▸ EXERCISE DESCRIPTION
Every entry needs to be given again exactly as it reads.

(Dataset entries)
-------------------------

PR #83, opened 2018-03-06
sql/analyzer: implement projection pushdown

erizocosmico:
Depends on #82 

Closes #27

PR #86, opened 2018-03-07
sql/(plan,analyzer): implement pushdown of filters and cols

### LINKED ISSUE #27: Pushdown Projections to Tables
To do not return all the columns of a table if it is not necessary, we should push down the actual needed projection to tables iterators to filter before hand.

### LINKED ISSUE #28: Pushdown filters to Tables
To filter before hand rows to improve performance, we should push down filters to Tables.

erizocosmico:
Depends on #82 

Closes #27 
Closes #28 

Supersedes #83 

### Implementation details

Only columns and filters that apply to a column are pushed down to that column. That is, if you have `42 > 5` that filter will not be pushed down to any table, and if you have `a.foo = 5` that filter will only be pushed down to table `a`.

If more than one table is mentioned in a filter, it's not pushed down to neither. E.g. `a.foo = b.foo` is not pushed down.

Perhaps we want the opposite and we want all filters pushed down to the table, regardless of whether it mentions the table or not?

Also, join conditions are not being pushed down as filters, should we also push those down?

### DIFF
--- a/sql/analyzer/filters.go
+++ b/sql/analyzer/filters.go
@@ -1,0 +1,84 @@
+package analyzer
+
+import (
+	"reflect"
+
+	"gopkg.in/src-d/go-mysql-server.v0/sql"
+	"gopkg.in/src-d/go-mysql-server.v0/sql/expression"
+)
+
+type filters map[string][]sql.Expression
+
+func (f filters) merge(f2 filters) {
+	for k, exprs := range f2 {
+		f[k] = append(f[k], exprs...)
+	}
+}
+
+func exprToTableFilters(expr sql.Expression) filters {
+	filtersByTable := make(filters)
+	for _, expr := range splitExpression(expr) {
+		var tables []string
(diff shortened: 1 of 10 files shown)


sql/analyzer/filters.go
```diff
@@ -0,0 +1,84 @@
...
+			f, ok := e.(*expression.GetField)
+			if ok {
+				tables = append(tables, f.Table())
+			}
+
+			return e, nil
+		})
+
+		if len(tables) == 1 {
+			filtersByTable[tables[0]] = append(filtersByTable[tables[0]], expr)
```
jfontan: I believe I don't understand this logic. Does it mean that the expression is only added to the left table?

erizocosmico: A filter is only pushed down if only one table is mentioned in the expression (unless we want to change that behavior)

jfontan: :+1:

erizocosmico:
Updated to receive sessions

PR #87, opened 2018-03-07
server: implement session manager

erizocosmico:
With the work done in #80 we can pass sessions around, but there is no way to tell the server to create custom sessions. This implements a Session Manager that keeps track of all the sessions and handles cancellation of sessions when connection is closed as well as a mechanism to create custom sessions using SessionBuilders.


erizocosmico:
Rebased against master

PR #89, opened 2018-03-09
 sql/analyzer: resolve GetField on schemas with repeated column names 

### LINKED ISSUE #88: ambiguous columns cannot be used
Imagine we have table `foo` with column `a` and table `bar` with column `a` as well. Right now, it's not possible to use both columns.

**NOTE:** you can `select *` a result with ambiguous columns, you just cannot use them e.g. `select foo.a, foo.b`.

**NOTE 2:** PR to fix this should start from #82

erizocosmico:
Depends on #82 

Fixes #88

Because of the way we access the fields in the rows using GetField with the index in which they appear and only by name, there was no way of knowing which field was the correct when there were multiple fields with the same name.

Now, all columns include a "Source", which is defined by the table and must match the table name (this is validated by an analyzer validation rule), so that we can identify from which table we should get the field.

One notable exception to this is TableAlias, which avoids this limitation only when its child node is not a Projection (that is, a subquery).

### DIFF
--- a/engine_test.go
+++ b/engine_test.go
@@ -132,6 +132,58 @@ func TestInsertInto(t *testing.T) {
 	)
 }
 
+func TestAmbiguousColumnResolution(t *testing.T) {
+	require := require.New(t)
+
+	table := mem.NewTable("foo", sql.Schema{
+		{Name: "a", Type: sql.Int64, Source: "foo"},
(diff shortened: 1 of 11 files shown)


ajnavarro:
Rebase before merge please

PR #90, opened 2018-03-09
sql/(plan,analyzer): implement OrderedDistinct for sorted results

erizocosmico:
This improves the performance of the Distinct operation by two orders of magnitude (both in CPU and memory) when the result set is sorted.

Also adds an `Equals` method to `Row`, which can come in handy for some other operations.

Benchmark results:
```
BenchmarkDistinct-4          	     100	  13723600 ns/op	 2183356 B/op	  264693 allocs/op
BenchmarkOrderedDistinct-4   	   10000	    117517 ns/op	   65904 B/op	     925 allocs/op
BenchmarkProject-4           	   20000	     99851 ns/op	   65324 B/op	     913 allocs/op
PASS
ok  	gopkg.in/src-d/go-mysql-server.v0/sql/plan	5.600s
```

### DIFF
--- a/sql/analyzer/rules.go
+++ b/sql/analyzer/rules.go
@@ -17,6 +17,7 @@ var DefaultRules = []Rule{
 	{"resolve_database", resolveDatabase},
 	{"resolve_star", resolveStar},
 	{"resolve_functions", resolveFunctions},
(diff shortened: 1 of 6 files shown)


erizocosmico:
Rebased

PR #94, opened 2018-03-12
[WIP] Add logictests from SQLite

ajnavarro:
Depends on #143

- Implement the parser as the standard
- Added a flag (FIXME) to skip queries that are failing
- All the tests that throws `unsupported syntax` error, are ignored


ajnavarro:
Depends on #143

-------------------------

▸ PROBLEM SOLUTION
PR #83, opened 2018-03-06
sql/analyzer: implement projection pushdown

erizocosmico:
Depends on #82 

Closes #27

PR #86, opened 2018-03-07
sql/(plan,analyzer): implement pushdown of filters and cols

### LINKED ISSUE #27: Pushdown Projections to Tables
To do not return all the columns of a table if it is not necessary, we should push down the actual needed projection to tables iterators to filter before hand.

### LINKED ISSUE #28: Pushdown filters to Tables
To filter before hand rows to improve performance, we should push down filters to Tables.

erizocosmico:
Depends on #82 

Closes #27 
Closes #28 

Supersedes #83 

### Implementation details

Only columns and filters that apply to a column are pushed down to that column. That is, if you have `42 > 5` that filter will not be pushed down to any table, and if you have `a.foo = 5` that filter will only be pushed down to table `a`.

If more than one table is mentioned in a filter, it's not pushed down to neither. E.g. `a.foo = b.foo` is not pushed down.

Perhaps we want the opposite and we want all filters pushed down to the table, regardless of whether it mentions the table or not?

Also, join conditions are not being pushed down as filters, should we also push those down?

### DIFF
--- a/sql/analyzer/filters.go
+++ b/sql/analyzer/filters.go
@@ -1,0 +1,84 @@
+package analyzer
+
+import (
+	"reflect"
+
+	"gopkg.in/src-d/go-mysql-server.v0/sql"
+	"gopkg.in/src-d/go-mysql-server.v0/sql/expression"
+)
+
+type filters map[string][]sql.Expression
+
+func (f filters) merge(f2 filters) {
+	for k, exprs := range f2 {
+		f[k] = append(f[k], exprs...)
+	}
+}
+
+func exprToTableFilters(expr sql.Expression) filters {
+	filtersByTable := make(filters)
+	for _, expr := range splitExpression(expr) {
+		var tables []string
(diff shortened: 1 of 10 files shown)


sql/analyzer/filters.go
```diff
@@ -0,0 +1,84 @@
...
+			f, ok := e.(*expression.GetField)
+			if ok {
+				tables = append(tables, f.Table())
+			}
+
+			return e, nil
+		})
+
+		if len(tables) == 1 {
+			filtersByTable[tables[0]] = append(filtersByTable[tables[0]], expr)
```
jfontan: I believe I don't understand this logic. Does it mean that the expression is only added to the left table?

erizocosmico: A filter is only pushed down if only one table is mentioned in the expression (unless we want to change that behavior)

jfontan: :+1:

erizocosmico:
Updated to receive sessions

PR #87, opened 2018-03-07
server: implement session manager

erizocosmico:
With the work done in #80 we can pass sessions around, but there is no way to tell the server to create custom sessions. This implements a Session Manager that keeps track of all the sessions and handles cancellation of sessions when connection is closed as well as a mechanism to create custom sessions using SessionBuilders.


erizocosmico:
Rebased against master

PR #89, opened 2018-03-09
 sql/analyzer: resolve GetField on schemas with repeated column names 

### LINKED ISSUE #88: ambiguous columns cannot be used
Imagine we have table `foo` with column `a` and table `bar` with column `a` as well. Right now, it's not possible to use both columns.

**NOTE:** you can `select *` a result with ambiguous columns, you just cannot use them e.g. `select foo.a, foo.b`.

**NOTE 2:** PR to fix this should start from #82

erizocosmico:
Depends on #82 

Fixes #88

Because of the way we access the fields in the rows using GetField with the index in which they appear and only by name, there was no way of knowing which field was the correct when there were multiple fields with the same name.

Now, all columns include a "Source", which is defined by the table and must match the table name (this is validated by an analyzer validation rule), so that we can identify from which table we should get the field.

One notable exception to this is TableAlias, which avoids this limitation only when its child node is not a Projection (that is, a subquery).

### DIFF
--- a/engine_test.go
+++ b/engine_test.go
@@ -132,6 +132,58 @@ func TestInsertInto(t *testing.T) {
 	)
 }
 
+func TestAmbiguousColumnResolution(t *testing.T) {
+	require := require.New(t)
+
+	table := mem.NewTable("foo", sql.Schema{
+		{Name: "a", Type: sql.Int64, Source: "foo"},
(diff shortened: 1 of 11 files shown)


ajnavarro:
Rebase before merge please

PR #90, opened 2018-03-09
sql/(plan,analyzer): implement OrderedDistinct for sorted results

erizocosmico:
This improves the performance of the Distinct operation by two orders of magnitude (both in CPU and memory) when the result set is sorted.

Also adds an `Equals` method to `Row`, which can come in handy for some other operations.

Benchmark results:
```
BenchmarkDistinct-4          	     100	  13723600 ns/op	 2183356 B/op	  264693 allocs/op
BenchmarkOrderedDistinct-4   	   10000	    117517 ns/op	   65904 B/op	     925 allocs/op
BenchmarkProject-4           	   20000	     99851 ns/op	   65324 B/op	     913 allocs/op
PASS
ok  	gopkg.in/src-d/go-mysql-server.v0/sql/plan	5.600s
```

### DIFF
--- a/sql/analyzer/rules.go
+++ b/sql/analyzer/rules.go
@@ -17,6 +17,7 @@ var DefaultRules = []Rule{
 	{"resolve_database", resolveDatabase},
 	{"resolve_star", resolveStar},
 	{"resolve_functions", resolveFunctions},
(diff shortened: 1 of 6 files shown)


erizocosmico:
Rebased

PR #94, opened 2018-03-12
[WIP] Add logictests from SQLite

ajnavarro:
Depends on #143

- Implement the parser as the standard
- Added a flag (FIXME) to skip queries that are failing
- All the tests that throws `unsupported syntax` error, are ignored


ajnavarro:
Depends on #143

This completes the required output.